_Action item:_
From the entries below, copy exactly the lines from the one that contains "https://cve.mitre.org/cgi-bin/cvename.cgi?name=CVE-2022-31569" through the one that contains "The nrlakin/homepage repository", both included, and only those.

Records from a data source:
Issue #4671, opened 2022-07-15
[FP]: CVE-2022-31569 jakarta.annotation-api@1.3.5 & javax.jms-api-2.0


jpcmonster:
### Package URl

pkg:maven/jakarta.annotation/jakarta.annotation-api@1.3.5, pkg:maven/javax.jms/javax.jms-api@2.0

### CPE

`cpe:2.3:a:oracle:java_se:1.3.5:*:*:*:*:*:*:*, cpe:2.3:a:oracle:projects:1.3.5:*:*:*:*:*:*:*, cpe:2.3:a:projects_project:projects:1.3.5:*:*:*:*:*:*:*`

### CVE

CVE-2022-31569

### ODC Integration

{"label"=>"Gradle Plugin"}

### ODC Version

7.1.1

### Description

overly inclusive CPE?
https://nvd.nist.gov/vuln/detail/CVE-2022-31569
https://cve.mitre.org/cgi-bin/cvename.cgi?name=CVE-2022-31569

mjeffrey:
We hit the same thing (including CVE-2022-31548 ) 
```
[ERROR] jakarta.annotation-api-1.3.5.jar: CVE-2022-31569(9.3)
[ERROR] jakarta.transaction-api-1.3.3.jar: CVE-2022-31569(9.3)
[ERROR] querydsl-core-5.0.0.jar: CVE-2022-31548(9.3)
[ERROR] spring-cloud-commons-3.1.3.jar: CVE-2022-31569(9.3)
[ERROR] spring-security-rsa-1.0.10.RELEASE.jar: CVE-2022-31569(9.3)
```
These CVE descriptions both seem to reference github repositories
> The RipudamanKaushikDal/projects repository through 2022-04-03 on GitHub allows absolute path traversal because the Flask send_file function is used unsafely. 

and
> The nrlakin/homepage repository through 2017-03-06 on GitHub allows absolute path traversal because the Flask send_file function is used unsafely.

Has anyone else noticed the quality of the CVEs has gone down recently? There was a CVE for a documentation bug recently (in some example code!). 

This seems a bit extreme and if, like us, it breaks the build it generates a lot of effort.

sammyhk:
We got the same issue on
javax.jms-api-2.0.1.jar: CVE-2022-31569(9.3)
stax-ex-1.8.3.jar: CVE-2022-31569(9.3)

AB-xdev:
Same problem here.

[...]

PR #5237, opened 2023-01-07
fix(FP): Fix #5213 on generic utils project

### LINKED ISSUE #5213: [FP]: Dependencies with "utils" in name are matched (CVE-2021-4277)
### Package URl

pkg:maven/software.amazon.awssdk/utils@2.19.8

### CPE

cpe:2.3:a:utils_project:utils:*:*:*:*:*:*:*:*

### CVE

CVE-2021-4277

### ODC Integration

{"label"=>"Maven Plugin"}

### ODC Version

7.4.3

### Description

Although I put aws utils library on the package URI, that doesn't limit to that library. I have a private library with artifactId "java-utils". It is matched if I import it to another project. I reproduce that by creating a dummy library with artifactId "helloworld-utils" and it is also matched. Currently I suppress it on my side first.

Does DependencyCheck do partial match? I know it uses Lucene but I don't know how it works in details.

Thanks.

chadlwilson:
## Description of Change

Suppresses all Maven artifacts for this CPE, which is not actually a real CPE, see https://github.com/jeremylong/DependencyCheck/issues/5213#issuecomment-1372442259

Willing to take input on whether this is the right approach.

no

### DIFF
--- a/core/src/main/resources/dependencycheck-base-suppression.xml
+++ b/core/src/main/resources/dependencycheck-base-suppression.xml
@@ -6106,4 +6106,11 @@
         <packageUrl regex="true">^pkg:maven/org\.apache\.james/apache-jsieve-core@.*$</packageUrl>
         <cpe>cpe:/a:apache:james</cpe>
     </suppress>
+    <suppress base="true">
+        <notes><![CDATA[
+        FP per issue #5213, CVEs for scripting pet projects
+        ]]></notes>
+        <packageUrl regex="true">^.*$</packageUrl>
+        <cve>CVE-2021-4277</cve>
+    </suppress>
 </suppressions>


aikebah:
I think a CVE-suppression, similar to what we did for #4671 https://github.com/jeremylong/DependencyCheck/blob/8135326151248c0c0976db99daf91bf7a3ffd0fc/core/src/main/resources/dependencycheck-base-suppression.xml#L5440-L5445 would be the safer choice. Base suppressions are more-or-less permanent and when NVD decides to cleanup this apparently inappropriate`utils_project:utils` allocation to a private project and re-allocate it to some new emerging maven package for which the CPE-coordinates would be approrpriate we would suppress any CVE found for it.

chadlwilson:
> I think a CVE-suppression [...] would be the safer choice.

OK, fair enough, switched to that. :-)

aikebah (approved):
Thanks for the PR

albertwangnz:
Hi @aikebah  Where are we going to have the fix in? 7.4.5, 7.5.0 or 8.0.0?

aikebah:
@albertwangnz, will be in next release. not sure yet which version, depends on how far the other changes of 8.0.0 are (how much work is left to finish them).
In any case the suppression has also been added to our hosted suppressions, so if you use that you should also have them resolved.

jensrutschmann:
@aikebah Is this 'hosted suppressions' thing documented anywhere?

Are you simply referring to this URL? https://github.com/jeremylong/DependencyCheck/blob/main/core/src/main/resources/dependencycheck-base-suppression.xml

aikebah:
@jensrutschmann It's referenced in the comments of #4723 and located at https://jeremylong.github.io/DependencyCheck/suppressions/publishedSuppressions.xml

albertwangnz:
> 

Hi @aikebah  thank you for your reply. May I ask what are your hosted suppressions? Cheers.

albertwangnz:
> @jensrutschmann It's referenced in the comments of #4723 and located at https://jeremylong.github.io/DependencyCheck/suppressions/publishedSuppressions.xml

Hi @aikebah  thank you for your reply. Just to confirm my understanding. In 7.4.x, the hosted suppression file will not be used by ODC automatically, and I need to manually copy the file and apply those suppressions to our scans.

In 8.0.0, it is likely that ODC will automatically update and use the hosted suppression file.

We are using the ODC maven plugin in a `mvn xxxx` command. I am not sure if my understanding is correct.

Cheers.

Albert

aikebah:
@albertwangnz Correct, in 8.0.0 we intend to automatically use the hosted suppression file. 

For now we expect to be able finally integrate the changes intended for 8.0.0 later this week and cut a release from it.

Up to its availability you should be able to use something along the lines of:

`mvn org.owasp:dependency-check-maven:7.4.4:check -DsuppressionFiles="your-filter-file.xml,https://jeremylong.github.io/DependencyCheck/suppressions/publishedSuppressions.xml"`

To run with both your own filters and the hosted suppressions file

albertwangnz:
> @albertwangnz Correct, in 8.0.0 we intend to automatically use the hosted suppression file.
> 
> For now we expect to be able finally integrate the changes intended for 8.0.0 later this week and cut a release from it.
> 
> Up to its availability you should be able to use something along the lines of:
> 
> `mvn org.owasp:dependency-check-maven:7.4.4:check -DsuppressionFiles="your-filter-file.xml,https://jeremylong.github.io/DependencyCheck/suppressions/publishedSuppressions.xml"`
> 
> To run with both your own filters and the hosted suppressions file

This is great! Thanks a lot :-)

Albert

PR #5241, opened 2023-01-07
chore: Bump minor version

aikebah:
To signal the feature addition of severity in the SARIF report


aikebah:
Spotted that the plugin PR was merged, so the minor version bump is outdated

aikebah:
should read more closely... main was merged into the plugin branch rather than the other way around.

@jeremylong close to finish up on the plugin? or should we first go for 7.5.0?

PR #5268, opened 2023-01-10
fix: update rejected CVEs check

### LINKED ISSUE #5247: Is there a better mechanism for detecting rejected CVEs?
I've started getting a large number of false positives on one of my projects that uses Camel because of [CVE-2022-45046](https://nvd.nist.gov/vuln/detail/CVE-2022-45046). Apache have withdrawn/rejected the CVE, but I still get it in my scans seemingly because DependencyCheck is only reading the description in a very specific way to identify rejected CVEs: 

https://github.com/jeremylong/DependencyCheck/blob/175a00d499f243e8250ab5b86685b44c9c368f86/core/src/main/java/org/owasp/dependencycheck/data/nvdcve/CveItemOperator.java#L199-L208

https://github.com/jeremylong/DependencyCheck/blob/175a00d499f243e8250ab5b86685b44c9c368f86/core/src/main/java/org/owasp/dependencycheck/data/nvdcve/CveDB.java#L807-L809

To workaround the issue I've added some suppressions for the CVE, but I'm wondering if there's a better way? I'm not knowledgeable enough about this space to know whether the problem stems from Apache not following the "standard" description when rejecting the CVE or if DependencyCheck is too naïve in its approach.

jeremylong:
resolves #5247

### DIFF
--- a/core/src/main/java/org/owasp/dependencycheck/data/nvdcve/CveItemOperator.java
+++ b/core/src/main/java/org/owasp/dependencycheck/data/nvdcve/CveItemOperator.java
@@ -204,7 +204,7 @@ public class CveItemOperator {
      * <code>false</code>
      */
     public boolean isRejected(String description) {
-        return description.startsWith("** REJECT **");
+        return description.startsWith("** REJECT **") || description.startsWith("DO NOT USE THIS CANDIDATE NUMBER");
     }
 
     /**


nhumblot (approved):

aikebah:
LGTM

PR #5274, opened 2023-01-11
docs: update documentation for hostd suppressions

jeremylong:


aikebah:
@jeremylong wonder how I've managed to miss that in my update... thanks for catching the omission

aikebah (approved):

jeremylong:
@aikebah there are two locations in the gradle plugin documentation where the info is located - you had updated one of them.

PR #5299, opened 2023-01-14
docs: updates for 8.0.0

jeremylong:


SECURITY.md
```diff
@@ -4,8 +4,8 @@
 
 | Version  | Supported          |
 | ---------|--------------------|
-| 6.1.6+   | :white_check_mark: |
-| <= 6.1.5 | :x:                |
+| 7.4.4+   | :white_check_mark: |
```
aikebah: Do we want 7.4.4+ or 8.0.0+ after release? 7.4.4+ indicates we should be prepared for a security-fix on 7.4.x

jeremylong: Completely agree.

SECURITY.md
```diff
@@ -4,8 +4,8 @@
...
+| <= 7.4.3 | :x:                |
```
jeremylong:
```suggestion
| 8.0.0+   | :white_check_mark: |
| <= 7.4.4 | :x:                |
```

PR #5300, opened 2023-01-14
fix: disable OSS Index Analyzer when transport errors occur

jeremylong:
- disable OSS Index Analyzer to prevent hundreds of exceptions in report
- update documentation for the OSS Index Analyzer


aikebah (approved):
LGTM

EugRomanchenko:
@jeremylong can the OSS Index analyzer be disabled automatically in case of errors with code 503?

PR #5302, opened 2023-01-14
fix: add missing args to completion

jeremylong:


aikebah (approved):
Good one... hold off on the release... I'll have a few more to add beyond these as I overlooked this in the hosted suppressions file updates (and spotted a typo in the CLI docs of it)

PR #5314, opened 2023-01-16
fix: correct typos and sql syntax

### LINKED ISSUE #5311: merge_knownexploited is expected to be a procedure using PostgreSQL
**Describe the bug**
While running version 8.0.0 using PostgreSQL the maven plugin fails due to `merge_knownexploited` being a function instead of a procedure. This seems to be a bug for PostgreSQL only because `merge_knownexploited` is declared as a procedure for Oracle, MySQL and others.

The problem occurs using version 8.0.0 of the maven plugin.

**Log file**
```
[ERROR] Failed to execute goal org.owasp:dependency-check-maven:8.0.0:check (default-cli) on project product-parent: Fatal exception(s) analyzing product-parent: One or more exceptions occurred during analysis:
[ERROR] 	UpdateException: java.sql.BatchUpdateException: Batch entry 0 CALL merge_knownexploited('CVE-2021-27104','Accellion','FTA','Accellion FTA OS Command Injection Vulnerability','2021-11-03','Accellion FTA 9_12_370 and earlier is affected by OS command execution via a crafted POST request to various admin endpoints.','Apply updates per vendor instructions.','2021-11-17',NULL) was aborted: ERROR: merge_knownexploited(character varying, character varying, character varying, character varying, character varying, character varying, character varying, character varying, character varying) is not a procedure
```

**To Reproduce**
1. Create an empty PostgreSQL database.
2. Add missing to `initialize_postgres.sql` inside of `merge_knownexploited`, see additional context, and execute on newly created database.
3. Run dependency check maven goal.

**Expected behavior**
The plugin successfully executes updates and checks using PostgreSQL.

**Additional context**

_Response:_
https://cve.mitre.org/cgi-bin/cvename.cgi?name=CVE-2022-31569

mjeffrey:
We hit the same thing (including CVE-2022-31548 ) 
```
[ERROR] jakarta.annotation-api-1.3.5.jar: CVE-2022-31569(9.3)
[ERROR] jakarta.transaction-api-1.3.3.jar: CVE-2022-31569(9.3)
[ERROR] querydsl-core-5.0.0.jar: CVE-2022-31548(9.3)
[ERROR] spring-cloud-commons-3.1.3.jar: CVE-2022-31569(9.3)
[ERROR] spring-security-rsa-1.0.10.RELEASE.jar: CVE-2022-31569(9.3)
```
These CVE descriptions both seem to reference github repositories
> The RipudamanKaushikDal/projects repository through 2022-04-03 on GitHub allows absolute path traversal because the Flask send_file function is used unsafely. 

and
> The nrlakin/homepage repository through 2017-03-06 on GitHub allows absolute path traversal because the Flask send_file function is used unsafely.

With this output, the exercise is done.